Up until now, we have used scripts for exporting and deploying LLM models. However, NeMo’s deploy and export modules offer straightforward APIs for deploying models to Triton and exporting NeMo checkpoints to TensorRT-LLM.

Export a LLM Model to TensorRT-LLM#

You can use the APIs in the export module to export a NeMo checkpoint to TensorRT-LLM. The following code example assumes the hf_llama31_8B_nemo2.nemo checkpoint has already been downloaded and mounted to the /opt/checkpoints/ path. Additionally, the /opt/checkpoints/tmp_trt_llm path is also assumed to exist.

Run the following command:

from nemo_export.tensorrt_llm import TensorRTLLM

trt_llm_exporter = TensorRTLLM(model_dir="/opt/checkpoints/tmp_trt_llm/")
trt_llm_exporter.export(
    nemo_checkpoint_path="/opt/checkpoints/hf_llama31_8B_nemo2.nemo",
    model_type="llama",
    tensor_parallelism_size=1,
)

trt_llm_exporter.forward(
    ["What is the best city in the world?"],
    max_output_token=15,
    top_k=1,
    top_p=0.0,
    temperature=1.0,
)

Be sure to check the TensorRTLLM class docstrings for details.
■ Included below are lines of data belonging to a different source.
Issue #605, opened 2024-01-24
[Enhancement]: Integrate Fleck for starspot modelling 


kevin218:
### Instrument

Light curve fitting (Stages 4-6)

### What is your suggestion?

We should add [Fleck](https://fleck.readthedocs.io/en/stable/index.html) to the LC fitting stage so that users can model starspots.

### Code of Conduct

- [X] I agree to follow this project's Code of Conduct

PR #627, opened 2024-02-27
Enable modeling of starspots with both Fleck and Starry

erinmmay:
Exactly what the title says - Adds fleck for starspot modeling, modifies starry code to allow starspots (not recommended, very slow...).  Adds a plot to show starspots for fleck. This addresses #605


taylorbell57:
@erinmmay, once this PR is ready for review, please mark it as such near the bottom of the page and request a review from Kevin and/or I.

erinmmay:
Resolved conflicts and set fleck's "fast" option as the default (assumes stellar rotation is much longer than transit time and spots are stationary. user still has option to supply stellar rotation and calculate in "slow" mode). Pulling down the new version of the branch with conflicts resolved to test and then will remove "draft" status so it can be reviewed

erinmmay:
I'm removing the draft status from this to expedite the process so it can be reviewed now, but I still have a couple tests to run (e.g. making sure this works with dynesty) before it should be merged

src/eureka/S5_lightcurve_fitting/models/FleckModel.py
```diff
@@ -0,0 +1,217 @@
...
+                if len(index) != 0:
+                    item = self.longparamlist[chan][index[0]]
+                    uarray.append(self.parameters.dict[item][0])
+            bm_params.u = uarray
+
+            # Enforce physicality to avoid crashes from batman by returning
+            # something that should be a horrible fit
+            if not ((0 < bm_params.per) and (0 < bm_params.inc < 90) and
+                    (1 < bm_params.a) and (0 <= bm_params.ecc < 1) and
+                    (0 <= bm_params.w <= 360)):
```
kevin218, line 177: We recently removed the constraint on omega (see BatmanModels.py).  You should check for other differences in BatmanModels.py

kevin218 (changes requested):
Here's is some preliminary feedback on this PR.

erinmmay:
addressed comments and updated FleckModel.py to use new PlanetParams class. Fully tested with emcee and dynesty.

demos/JWST/S5_fit_par_template.epf
```diff
@@ -70,6 +70,25 @@ u2          0.84            'free'          0           1           U
...
+# spotrot      10       'fixed'		      10		    1		    N
+# spotnpts     100      'independent
+# spotcon0     0.9			'free'			    0		      1		    U
+# spotrad0     0.2			'free'          0    	    360     U
+# spotlat0     0			  'free'          -90    	  90      U
+# spotlon0     0			  'free'          -180    	180     U
+# spotcon1     0.1			'free'			    0		      1		    U
+# spotrad1	   0.2		  'free'          0    	    1       U
+# spotlat1	   0		    'free'          -90    	  90      U
+# spotlon1	   0			  'free'          -180    	180     U
```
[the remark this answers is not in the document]
erinmmay: sigh I addressed this but they're still not aligned. one moment.

docs/source/ecf.rst
```diff
@@ -1117,6 +1117,19 @@ This file describes the transit/eclipse and systematics parameters and their pri
       - ``osc_t1`` - This offset determined the start phase of the sinusoidal function.
 
          The time-dependent amplitude and period are defined as follows: ``amp = osc_amp * np.exp(-osc_amp_decay * (time - osc_t0))`` and ``per = osc_per * np.exp(-osc_per_decay * (time - osc_t0))``.  The damped oscillator model is then defined as: ``osc = 1 + amp * np.sin(2 * np.pi * (time - osc_t1) / per)``.  Note that ``osc[time < osc_t0] = 1``.
+         
+   - Star Spot Parameters
+      - ``spotstari`` - The stellar inclination in degrees.
```
taylorbell57, line 1122: Does this parameter only matter if `spotrot` >> T_14? It would probably be helpful to add a small word of guidance to users on how they might set priors on this parameter or when they might choose to fix it to 90 degrees or something.

demos/JWST/S5_fit_par_template.epf
```diff
@@ -70,6 +70,25 @@ u2          0.84            'free'          0           1           U
...
 # osc_t1          0.3163  'free'          0.3          0.4            U
 
+# ------------------
+# ** Star Spot parameters **
+# each spot needs rad, lat, lon. see docs for details!
+# for fleck: can only have one spot contrast (spotcon0), spotnpts is the number of temporal points to evaluate at, spotrad is relative to star
+# for starry: assign one spotcon per spot (spotcon0, spotcon1, etc), spotres is the ydeg of the star map, spotrad is in degrees
+# NOTE: fleck contrast = 1 - starry contrast
+# ------------------
+# spotstari    90       'fixed'         90        1       N
```
taylorbell57, line 80: While this parameter is set to fixed in the template, the demonstrated prior (should users choose to set the parameter to free) is 90 +/- 1 degree which seems excessively constraining. Wouldn't a prior of U(0,90) or something be more fitting if someone chose to fit for this parameter?

demos/JWST/S5_fit_par_template.epf
```diff
@@ -70,6 +70,25 @@ u2          0.84            'free'          0           1           U
...
+# spotrot      10       'fixed'         10        1       N
+# spotnpts     100      'independent
+# spotcon0     0.9      'free'          0         1       U
+# spotrad0     0.2      'free'          0         360     U
+# spotlat0     0        'free'          -90       90      U
+# spotlon0     0        'free'          -180      180     U
+# spotcon1     0.1      'free'          0         1       U
```
taylorbell57, line 87: Probably worth adding a comment at the end of this line to remind users that you should only add a `spotcon1` parameter if you were using starry to model two spots since fleck only permits one spot contrast for all spots.

demos/JWST/S5_fit_par_template.epf
```diff
@@ -70,6 +70,25 @@ u2          0.84            'free'          0           1           U
...
+# ------------------
+# ** Star Spot parameters **
+# each spot needs rad, lat, lon. see docs for details!
+# for fleck: can only have one spot contrast (spotcon0), spotnpts is the number of temporal points to evaluate at, spotrad is relative to star
+# for starry: assign one spotcon per spot (spotcon0, spotcon1, etc), spotres is the ydeg of the star map, spotrad is in degrees
+# NOTE: fleck contrast = 1 - starry contrast
+# ------------------
+# spotstari    90       'fixed'         90        1       N
+# spotrot      10       'fixed'         10        1       N
+# spotnpts     100      'independent
```
taylorbell57, line 82: In your notes in `ecf.rst`, you mention that this should be ~200-500 for fleck - I recommend you stick with that for this template

demos/JWST/S5_fit_par_template.epf
```diff
@@ -70,6 +70,25 @@ u2          0.84            'free'          0           1           U
 # osc_t0          0.3163  'fixed'         0            1              U
 # osc_t1          0.3163  'free'          0.3          0.4            U
 
+# ------------------
+# ** Star Spot parameters **
```
taylorbell57, line 74: Please also add these changes to the `docs/media/S5_fit_par_template.epf` file which is shown on the https://eurekadocs.readthedocs.io/en/latest/ecf.html page

src/eureka/S5_lightcurve_fitting/differentiable_models/StarryModel.py
```diff
@@ -132,9 +132,43 @@ def setup(self):
...
+                        elif 'lon' in key:
+                            spotlon = np.append(spotlon, 
+                                                self.parameters.dict[key][0])
+                        elif 'con' in key:
+                            spotcon = np.append(spotcon, 
+                                                self.parameters.dict[key][0])
+                        elif 'rot' in key:
+                            starrot = self.parameters.dict[key][0]
+                        else:
+                            spotres = self.parameters.dict[key][0]
```
taylorbell57, line 158: This code is going to break for `mult_white` or shared fits. I recommend you make use of the `temp` object I defined above which should only include the parameters for the current channel

src/eureka/S5_lightcurve_fitting/differentiable_models/StarryModel.py
```diff
@@ -313,9 +347,43 @@ def update(self, newparams, **kwargs):
...
```
taylorbell57, line 373: See my comment above about the use of the `temp` object to make sure this code works for shared fits and `mult_white` fits

src/eureka/S5_lightcurve_fitting/models/FleckModel.py
```diff
@@ -0,0 +1,328 @@
...
+import inspect
+
+import fleck
+
+from .Model import Model
+from ..limb_darkening_fit import ld_profile
+from ...lib.split_channels import split
+
+
+class PlanetParams():
```
taylorbell57, line 12: Rather than copying this class, just import it from `BatmanModels` as was done in `PoetModels.py`

src/eureka/S5_lightcurve_fitting/models/FleckModel.py
```diff
@@ -0,0 +1,328 @@
...
+                fleck_times = np.linspace(time[0], time[-1], npoints)
+                fleck_transit = star.light_curve(
+                    self.spotlon[chan][:nspots, None]*unit.deg, 
+                    self.spotlat[chan][:nspots, None]*unit.deg, 
+                    self.spotrad[chan][:nspots, None],
+                    star_inc*unit.deg, 
+                    planet=pl_params, times=fleck_times).flatten()
+                m_transit = np.interp(time, fleck_times, fleck_transit)
+                
+                light_curve *= m_transit/m_transit[0]
```
taylorbell57, line 322: The choice to normalize by the first integration rather than the mean or something else seems non-trivial to me. I guess it probably doesn't matter much though since that should presumably be taken care of by the `c0` parameter.

taylorbell57 (changes requested):
If the fleck model isn't super slow, could you also add it to either the NIRCam or NIRSpec test by adding the model to the relevant S5 ECF inside `tests/NIR*_ecfs/` and adding the relevant parameters to the corresponding EPF file?

src/eureka/S5_lightcurve_fitting/plots_s5.py
```diff
@@ -794,3 +797,51 @@ def plot_GP_components(lc, model, meta, fitter, isTitle=True):
...
+            elif 'rot' in attr:
+                star_rotation = model.parameters.dict[attr][0]
+                fleck_fast = True
+            elif 'stari' in attr:
+                star_inc = model.parameters.dict[attr][0]
+        elif attr.startswith('u'):
+            uarray = np.append(uarray, model.parameters.dict[attr][0])
+        else:
+            setattr(bm_params, attr, model.parameters.dict[attr][0])
+    bm_params.u = uarray
```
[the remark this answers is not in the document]
erinmmay: I'm not sure I would recommend joint fits with star spots at this point. I can add a check at the beginning for now if a multwhite or shared fit is attempted with fleck to warn that it's not currently supported?

src/eureka/S5_lightcurve_fitting/plots_s5.py
```diff
@@ -794,3 +797,51 @@ def plot_GP_components(lc, model, meta, fitter, isTitle=True):
         fig.savefig(meta.outputdir+fname, bbox_inches='tight', dpi=300)
         if not meta.hide_plots:
             plt.pause(0.2)
+
+
+def plot_fleck_star(lc, model, meta, fitter):
```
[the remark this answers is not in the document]
erinmmay: starry is prohibitively slow with star spots right now, it's technically enabled but practically useless. I can add the plots but not sure they're actually useful.

erinmmay:
re: adding fleck to tests/NIR*_ecfs/ - it is too slow in my opinion to be a test model.

src/eureka/S5_lightcurve_fitting/models/FleckModel.py
erinmmay: yeah, doesn't matter what you normalize by, just needs to be normalized because fleck changes the out of transit baseline based on the spot coverage. c0 takes care of it.

src/eureka/S5_lightcurve_fitting/plots_s5.py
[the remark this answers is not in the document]
taylorbell57: While using fleck for visits from different epochs simultaneously doesn't really make sense (or would be prohibitively computationally expensive), I can imagine someone wanting to fit NIRSpec NRS1 and NRS2 at the same time while needing to model a star spot. There should be enough examples from the other models on how to support mult_white or shared fits, and hopefully you'd be able to largely copy-paste some code from another model

src/eureka/S5_lightcurve_fitting/plots_s5.py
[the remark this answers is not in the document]
taylorbell57: If we're enabling starry spots for v1.0, I think it'd be important to include a plot for them. Hopefully it should require minimal work from you since starry has most of the plotting utilities built-in

src/eureka/S5_lightcurve_fitting/s5_fit.py
```diff
@@ -647,6 +647,25 @@ def fit_channel(meta, time, flux, chan, flux_err, eventlabel, params,
                                          nints=lc_model.nints,
                                          num_planets=meta.num_planets)
         modellist.append(t_eclipse)
+    if 'fleck_tr' in meta.run_myfuncs:
```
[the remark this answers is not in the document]
erinmmay: Looks like with the new implementation of AstroModel there's nothing I need to do to integrate the option to use fleck_tr with the PC models, I just need to add the model name to the fleck transit model so that the AstroModel code knows it's a transit

src/eureka/S5_lightcurve_fitting/models/FleckModel.py
erinmmay: Changing to BatmanModels for now so I can run local tests, but leaving a note to myself to check when resolving conflicts that I change it to import from AstroModels instead.

environment.yml
```diff
@@ -12,6 +12,7 @@ dependencies:
     - dynesty[version='>1.0'] # Lower limit needed for specific arguments
     - emcee[version='>3.0.0'] # Lower limit needed for specific arguments
     - flake8 # Needed for testing
+    - fleck
```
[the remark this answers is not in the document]
erinmmay: added

src/eureka/S5_lightcurve_fitting/plots_s5.py
```diff
@@ -794,3 +797,51 @@ def plot_GP_components(lc, model, meta, fitter, isTitle=True):
...
+    fig = plt.figure(5306, figsize=(8, 6))
+    plt.clf()
+    star = fleck.Star(spot_contrast=spot_contrast, 
+                      u_ld=bm_params.u,
+                      rotation_period=star_rotation)
+    star.plot(spotlon[:, None]*unit.deg, spotlat[:, None]*unit.deg, 
+              spotrad[:, None], star_inc*unit.deg, 
+              planet=bm_params, time=0)
+    fname = (f'figs{os.sep}fig5306_fleck_star_{fitter}')
+    fig.savefig(meta.outputdir+fname, bbox_inches='tight', dpi=300)
```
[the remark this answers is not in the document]
erinmmay: done

src/eureka/S5_lightcurve_fitting/fitters.py
```diff
@@ -162,6 +162,10 @@ def callback(theta):
     if meta.isplots_S5 >= 1:
         plots.plot_fit(lc, model, meta, fitter=calling_function)
 
+    # Plot star spots
+    if 'fleck_tr' in meta.run_myfuncs and meta.isplots_S5:
```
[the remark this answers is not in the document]
erinmmay: fixed

docs/source/ecf.rst
erinmmay: only matters when the star is rotating, so that the spots move appropriately. Will add text about this

demos/JWST/S5_fit_par_template.epf
erinmmay: This parameter only matters if the star is rotating (fleck's "slow" mode) otherwise the inclination is irrelevant because the lat/lon of spot can change to accommodate it. I don't know that people would fit for this since information from R-M measurements would be more informative than spots in transits.

demos/JWST/S5_fit_par_template.epf
erinmmay: done

demos/JWST/S5_fit_par_template.epf
erinmmay: done

demos/JWST/S5_fit_par_template.epf
erinmmay: done

src/eureka/S5_lightcurve_fitting/plots_s5.py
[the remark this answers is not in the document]
erinmmay: apparently I already did this in fleck.py and just forgot to put it in starry/plotting code. done, running tests and will request review later

src/eureka/S5_lightcurve_fitting/differentiable_models/StarryModel.py
erinmmay: apparently I already did this in fleck.py and just forgot to put it in starry/plotting code. done, running tests and will request review later

kevin218 (commented):
The new changes look good to me.  I'll let @taylorbell57 give final approval.

kevin218:
What’s going on with this PR?  It looks like I signed off on it 3 weeks ago and nothing has happened since, but now there a bunch of conflicts.

taylorbell57:
@erinmmay still needed to address several things and then was going to request a review from me once it was ready

erinmmay:
I've merged the changes in main into my starspots branch, have to go in and make a few more edits/tests. I will update and request a review when it's ready

erinmmay:
okay, all good now. ready for review.

src/eureka/S5_lightcurve_fitting/differentiable_models/StarryModel.py
```diff
@@ -114,8 +114,80 @@ def setup(self, newparams):
...
+                    if self.parameters.dict[item0][1] == 'free':
+                        item0 += channel_id
+                    value = self.parameters.dict[item0][0]
+                    spotlon[chan, n] = value
+                # read contrasts (same for all spots)
+                item0 = 'spotcon0'
+                if self.parameters.dict[item0][1] == 'free':
+                    item0 += channel_id
+                value = self.parameters.dict[item0][0]
+                spotcon[chan] = value
```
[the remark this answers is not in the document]
taylorbell57: You also setup this array to be 2D and access it below as being 2D

src/eureka/S5_lightcurve_fitting/differentiable_models/StarryModel.py
```diff
@@ -114,8 +114,80 @@ def setup(self, newparams):
...
+                # read stellar inclination
+                item0 = 'spotstari'
+                if self.parameters.dict[item0][1] == 'free':
+                    item0 += channel_id
+                value = self.parameters.dict[item0][0]
+                starinc[chan] = value
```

For quantized qnemo models – see Quantization – the same TensorRTLLM class can be used. In this case, specifying model_type is not necessary. Alternatively, advanced users can build engines directly using trtllm-build command, see TensorRT-LLM documentation

trtllm-build \
    --checkpoint_dir /opt/checkpoints/llama3-70b-base-fp8-qnemo \
    --output_dir /path/to/trt_llm_engine_folder \
    --gemm_plugin fp8 \
    --max_batch_size 8 \
    --max_input_len 2048 \
    --max_seq_len 2560 \
    --workers 2

Deploy a LLM Model to TensorRT-LLM#

You can use the APIs in the deploy module to deploy a TensorRT-LLM model to Triton. The following code example assumes the hf_llama31_8B_nemo2.nemo checkpoint has already been downloaded and mounted to the /opt/checkpoints/ path. Additionally, the /opt/checkpoints/tmp_trt_llm path is also assumed to exist.

Run the following command:

from nemo_export.tensorrt_llm import TensorRTLLM
from nemo_deploy import DeployPyTriton

trt_llm_exporter = TensorRTLLM(model_dir="/opt/checkpoints/tmp_trt_llm/")
trt_llm_exporter.export(
    nemo_checkpoint_path="/opt/checkpoints/hf_llama31_8B_nemo2.nemo",
    model_type="llama",
    tensor_parallelism_size=1,
)

nm = DeployPyTriton(model=trt_llm_exporter, triton_model_name="llama", http_port=8000)
nm.deploy()
nm.serve()

The same instructions apply to quantized checkpoints.

Direct TensorRT-LLM Export for FP8-trained Models#

If you have a FP8-trained checkpoint, produced during pre-training or fine-tuning with NVIDIA Transformer Engine, you can convert it to a FP8 TensorRT-LLM engine directly using nemo.export. The entry point is the same as with regular .nemo and .qnemo checkpoints:

from nemo_export.tensorrt_llm import TensorRTLLM

trt_llm_exporter = TensorRTLLM(model_dir="/opt/checkpoints/tmp_trt_llm/")
trt_llm_exporter.export(
    nemo_checkpoint_path="/opt/checkpoints/llama2-7b-base-fp8.nemo",
    model_type="llama",
)
trt_llm_exporter.forward(["Hi, how are you?", "I am good, thanks, how about you?"])

The export settings for quantization can be adjusted via trt_llm_exporter.export arguments:

fp8_quantized: Optional[bool] = None: enables/disables FP8 quantization
fp8_kvcache: Optional[bool] = None: enables/disables FP8 quantization for KV-cache

By default, the quantization settings are auto-detected from the NeMo checkpoint.